[Data section]:
PR #208, opened 2017-10-23
Fix unpickling of instances those base class changed to a new-style class.

### LINKED ISSUE #205: Migrate Plone site from Zope2 2.13 to Zope2 4.0b3.dev0
python version : 2.7.14

Steps to reproduce : 
- create Plone site on Zope2 2.13 (Plone 5.1) (with [buildout.coredev](https://github.com/plone/buildout.coredev/))
- restart buildout with "-c plip-zope4.cfg" option (use Zope2 4.0b3) 
- start instance

```
2017-10-21 11:34:22 ERROR ZODB.Connection Couldn't load state for OFS.Application.Application 0x01 
  File "/home/bsuttor/.buildout/eggs/ZODB-5.3.0-py2.7.egg/ZODB/Connection.py", line 800, in setstate
    self._reader.setGhostState(obj, p) 
  File "/home/bsuttor/.buildout/eggs/ZODB-5.3.0-py2.7.egg/ZODB/serialize.py", line 622, in setGhostState
    state = self.getState(pickle)
  File "/home/bsuttor/.buildout/eggs/ZODB-5.3.0-py2.7.egg/ZODB/serialize.py", line 615, in getState
    return unpickler.load()         
TypeError: ('__init__() takes exactly 2 arguments (1 given)', <class 'ZPublisher.BeforeTraverse.NameCaller'>, ())  
```

icemac:
If the instance was created before Zope 4.0b2 unpickling broke because in 4.0b2 all classes became new-style classes.

Fixes #205.

The proposes solution seems to work as shown in #205.
Could anyone think of a cleaner solution?

### DIFF
--- a/src/ZPublisher/BeforeTraverse.py
+++ b/src/ZPublisher/BeforeTraverse.py
@@ -86,7 +86,8 @@ class MultiHook(object):
     MultiHook calls the named hook from the class of the container, then
     the prior hook, then all the hooks in its list.
     """
-    def __init__(self, hookname=None, prior=None, defined_in_class=None):
+    def __init__(self, hookname='<undefined hookname>', prior=None,
+                 defined_in_class=False):
         # The default values are needed for unpickling instances of this class
         # which where created before 4.0b2 where this class was still an old
         # style class. For details see
@@ -124,7 +125,7 @@ class NameCaller(object):
     >>> registerBeforeTraverse(folder, NameCaller('preop'), 'XApp')
     """
 
-    def __init__(self, name=None):
+    def __init__(self, name='<undefined name>'):
         # The default value is needed for unpickling instances of this class
         # which where created before 4.0b2 where this class was still an old
         # style class. For details see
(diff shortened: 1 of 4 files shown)


src/ZPublisher/BeforeTraverse.py
```diff
@@ -86,7 +86,11 @@ class MultiHook(object):
     MultiHook calls the named hook from the class of the container, then
     the prior hook, then all the hooks in its list.
     """
-    def __init__(self, hookname, prior, defined_in_class):
+    def __init__(self, hookname=None, prior=None, defined_in_class=None):
```
tseaver: I think an explicit string would be a better default for `hookname` (maybe `'<undefined hookname>'`?) and `False` would be a better default for `defined_in_class`.

src/ZPublisher/BeforeTraverse.py
```diff
@@ -120,7 +124,11 @@ class NameCaller(object):
     >>> registerBeforeTraverse(folder, NameCaller('preop'), 'XApp')
     """
 
-    def __init__(self, name):
+    def __init__(self, name=None):
```
tseaver: Another case for an explicit string, rather than `None`:  maybe `'<undefined name>'`?

icemac:
@hannosch @jamadden Thank you for your review.
@tseaver You are right: Using the default arguments should not lead to an exception. Are you fine with my changes?

icemac:
@tseaver Thank you!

[What to produce]: The material above should be returned exactly, in full.

[Problem solution]:
PR #208, opened 2017-10-23
Fix unpickling of instances those base class changed to a new-style class.

### LINKED ISSUE #205: Migrate Plone site from Zope2 2.13 to Zope2 4.0b3.dev0
python version : 2.7.14

Steps to reproduce : 
- create Plone site on Zope2 2.13 (Plone 5.1) (with [buildout.coredev](https://github.com/plone/buildout.coredev/))
- restart buildout with "-c plip-zope4.cfg" option (use Zope2 4.0b3) 
- start instance

```
2017-10-21 11:34:22 ERROR ZODB.Connection Couldn't load state for OFS.Application.Application 0x01 
  File "/home/bsuttor/.buildout/eggs/ZODB-5.3.0-py2.7.egg/ZODB/Connection.py", line 800, in setstate
    self._reader.setGhostState(obj, p) 
  File "/home/bsuttor/.buildout/eggs/ZODB-5.3.0-py2.7.egg/ZODB/serialize.py", line 622, in setGhostState
    state = self.getState(pickle)
  File "/home/bsuttor/.buildout/eggs/ZODB-5.3.0-py2.7.egg/ZODB/serialize.py", line 615, in getState
    return unpickler.load()         
TypeError: ('__init__() takes exactly 2 arguments (1 given)', <class 'ZPublisher.BeforeTraverse.NameCaller'>, ())  
```

icemac:
If the instance was created before Zope 4.0b2 unpickling broke because in 4.0b2 all classes became new-style classes.

Fixes #205.

The proposes solution seems to work as shown in #205.
Could anyone think of a cleaner solution?

### DIFF
--- a/src/ZPublisher/BeforeTraverse.py
+++ b/src/ZPublisher/BeforeTraverse.py
@@ -86,7 +86,8 @@ class MultiHook(object):
     MultiHook calls the named hook from the class of the container, then
     the prior hook, then all the hooks in its list.
     """
-    def __init__(self, hookname=None, prior=None, defined_in_class=None):
+    def __init__(self, hookname='<undefined hookname>', prior=None,
+                 defined_in_class=False):
         # The default values are needed for unpickling instances of this class
         # which where created before 4.0b2 where this class was still an old
         # style class. For details see
@@ -124,7 +125,7 @@ class NameCaller(object):
     >>> registerBeforeTraverse(folder, NameCaller('preop'), 'XApp')
     """
 
-    def __init__(self, name=None):
+    def __init__(self, name='<undefined name>'):
         # The default value is needed for unpickling instances of this class
         # which where created before 4.0b2 where this class was still an old
         # style class. For details see
(diff shortened: 1 of 4 files shown)


src/ZPublisher/BeforeTraverse.py
```diff
@@ -86,7 +86,11 @@ class MultiHook(object):
     MultiHook calls the named hook from the class of the container, then
     the prior hook, then all the hooks in its list.
     """
-    def __init__(self, hookname, prior, defined_in_class):
+    def __init__(self, hookname=None, prior=None, defined_in_class=None):
```
tseaver: I think an explicit string would be a better default for `hookname` (maybe `'<undefined hookname>'`?) and `False` would be a better default for `defined_in_class`.

src/ZPublisher/BeforeTraverse.py
```diff
@@ -120,7 +124,11 @@ class NameCaller(object):
     >>> registerBeforeTraverse(folder, NameCaller('preop'), 'XApp')
     """
 
-    def __init__(self, name):
+    def __init__(self, name=None):
```
tseaver: Another case for an explicit string, rather than `None`:  maybe `'<undefined name>'`?

icemac:
@hannosch @jamadden Thank you for your review.
@tseaver You are right: Using the default arguments should not lead to an exception. Are you fine with my changes?

icemac:
@tseaver Thank you!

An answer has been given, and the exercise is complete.